Сентиментальную историю про несчастную любовь Грею удалось рассказать без сантиментов.
Великовозрастному инфантилу Леонарду заботливые еврейские родители находят невесту из дружественного бруклинского семейства. А он как назло влюбляется во взбалмошную соседку, накрепко увязшую в романе с женатым. Та делает из Леонарда конфидента, которому всегда можно поплакаться в жилет.
Амплуа неуклюжего кидалта пришлось брутальному Хоакину Фениксу на удивление впору, но в этой роли он не выглядит смешным ни минуты. Несмотря на анекдотические атрибуты взрослого ребенка: комнату, похожую на детскую, неусыпный контроль папы с мамой, вечное «Что ты там делаешь?» даже когда он всего лишь включает компьютер. При таких раскладах будущее предрешено, тем более что родительская протеже Сандра оказа-лась лучшей девушкой в мире, и два семейных бизнеса уже готовы слиться в один.
Но трепетный Леонард, уже переживший попытку суицида после неудачной помолвки, наделен слишком ярким воображением. Случайно повстречавшись на лестнице с легкомысленной и неотразимой в своем эгоизме блондинкой – то ли из грезы, то ли из фильмов Хичкока, – он вроде бы готов наплевать на хороший жизненный план и милую невесту ради случайной девушки в окне напротив. И этот сюжет подозрительно похож на мыльную оперу.
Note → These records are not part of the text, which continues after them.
PR #869, opened 2018-02-11
Feature/aggregate report naming & scroll nav fixes

esotrope:
**Added report name section**
Right now the field is optional and it shows the default name as the placeholder.
If no name is entered the default name is used.
Probably need to add some constraints/validation like no whitespace-only names etc - thoughts on how we want to validate this?

image

**Sticky nav fixes:**
1. Nav now sticks to the top once you scroll to it/below its original position
image

2. Nav now does not move right when the user scrolls right
image


webapp/src/main/webapp/src/app/aggregate-report/aggregate-report-form-settings.resolve.ts
```diff
@@ -176,8 +178,7 @@ export class AggregateReportFormSettingsResolve implements Resolve<AggregateRepo
       settings.schools = saturatedRequest.schools;
     }
 
-    //TODO set name once entered by user
-    // settings.name = request.name + translationService.instant("copy");
+    settings.name = `${request.name} ${this.translate.instant('common.copy-suffix')}`;
```
esotrope: @wtritch I didn't see this working in action so I'm going to revisit it.
Also, i don't think the settings resolver is working as i'd expect.
When a user navigates to the page with `src=` the "remembered" settings of the page are used instead of the report settings i'm navigating to the page with.

malaffoon:
I'd think that a basic filename regex would be good. I know it doesn't have to be that restrictive but it seems like a good starting point.

webapp/src/main/webapp/src/app/aggregate-report/aggregate-report-form.component.html
```diff
@@ -5,9 +5,10 @@ <h2 class="h3 gray-darkest">{{'aggregate-reports.form.heading' | translate}}</h2
   </div>
 </ng-container>
 
-<ng-container *ngIf="!accessDenied">
+<div *ngIf="!accessDenied">
 
-  <scroll-nav [items]="[
+  <div sticky marginTop="12" [style.position]="'absolute'">
```
esotrope: would put margin-top setting in the stylesheet but its actually needed in the calculations of the sticky directive. I think ill put position absolute in the stylesheet this PR

webapp/src/main/webapp/src/app/aggregate-report/aggregate-report-form.component.html
```diff
@@ -499,117 +527,118 @@ <h3 class="h3 gray-darkest">
...
+          options: options.assessmentTypes,
+          values: [ settings.assessmentType ]
+        }
+      ]
+    },
+    {
+      heading: 'aggregate-reports.form.summary.column.organization.heading' | translate,
+      label: 'aggregate-reports.form.summary.column.organization.label' | translate,
+      labelStyles: 'aqua',
+      attributeStyles: 'white-space-normal',
```
esotrope: fixes words drifting into other columns of the summary table

webapp/src/main/webapp/src/app/shared/nav/scroll-nav.component.html
```diff
@@ -1,4 +1,4 @@
-<nav class="sidebar affix leftnav">
```
esotrope: delegates position: fixed to `sticky` directive

webapp/src/main/webapp/src/app/shared/nav/scroll-nav.component.ts
```diff
@@ -70,33 +66,39 @@ export class ScrollNavComponent {
...
     this.items
       .filter(item => item.scrollTo && document.getElementById(item.scrollTo.id))
       .forEach(item => {
-        const scrollItem = document.getElementById(item.scrollTo.id);
-        const itemOffsetTop = scrollItem.offsetTop;
-
-        // minus small number (20) since clicking on scroll nav sometimes resulted in the link above the one clicked
-        // being highlighted until scrolling down a bit
-        if ((itemOffsetTop - threshold) <= scrollTop) {
+        const itemOffsetTop = Utils.getAbsoluteOffsetTop(item.scrollTo) - Utils.getHeight(item.scrollTo);
```
esotrope: ditched the arbitrary threshold variable in favor of the element's height. I think this achieves what we were looking for.

webapp/src/main/webapp/src/app/shared/nav/sticky.directive.ts
```diff
@@ -0,0 +1,80 @@
...
+const PositionFixed = 'fixed';
+
+/**
+ * Makes a decorated element stick to the top when the user scrolls past its vertical position
+ * Also, the elements original page x-position is maintained when scrolling horizontally
+ */
+@Directive({
+  selector: '[sticky]'
+})
+export class StickyDirective {
```
esotrope: The sticky directive.
There were a couple github repos with similar code out there but they did not look maintained and the first one i tried didn't even work so i felt i had to roll my own

webapp/src/main/webapp/src/app/shared/nav/sticky.directive.ts
```diff
@@ -0,0 +1,80 @@
...
+    this._window = windowReferenceService.nativeWindow;
+  }
+
+  @Input()
+  set marginTop(value: number) {
+    this._marginTop = Utils.integerValueOf(value);
+  }
+
+  ngAfterViewInit(): void {
+    Utils.setImmediate(() => {
```
esotrope: ugly but i had to wait a frame after the component renders to get its actual position on the page. This may be more robust if i actually listen for document ready event, not sure

webapp/src/main/webapp/src/app/shared/nav/sticky.directive.ts
```diff
@@ -0,0 +1,80 @@
...
+      style.left = pixelsOf(elementX - windowX);
+
+    } else {
+
+      // set position back to original settings
+      style.position = this._initialPosition;
+      style.top = pixelsOf(this._initialOffset.y);
+      style.left = pixelsOf(this._initialOffset.x);
+
+    }
```
esotrope: coding x/y positions brings me back to good times coding games in flash : j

Но главное тут не в сюжете, а в интонации. Грей тщательно избегает аффектов, не педалирует конфликты, а напротив, уводит их от привычной театральности. И таким образом убирает дистанцию между зрителем и зрелищем – как опытный лектор, который специально говорит тише, чтобы к нему прислушались. По всем драматическим канонам герой должен сделать главный выбор своей жизни: между блондинкой и брюнеткой, приключением и рутиной, ненадежными занятиями фотографа и стабильной карьерой владельца сети прачечных.
Но выбранная режиссером деликатная манера изложения не предполагает громких кульминаций, даже когда речь, кажется, идет о судьбе. Лишенная патетики финальная сцена выглядит удивительно и почти идеально: Леонард втихаря сбегает с семейного торжества, а потом туда возвращается, но драматического взрыва так и не происходит. Хотя между этими двумя моментами жизнь рушится безвозвратно и складывается снова.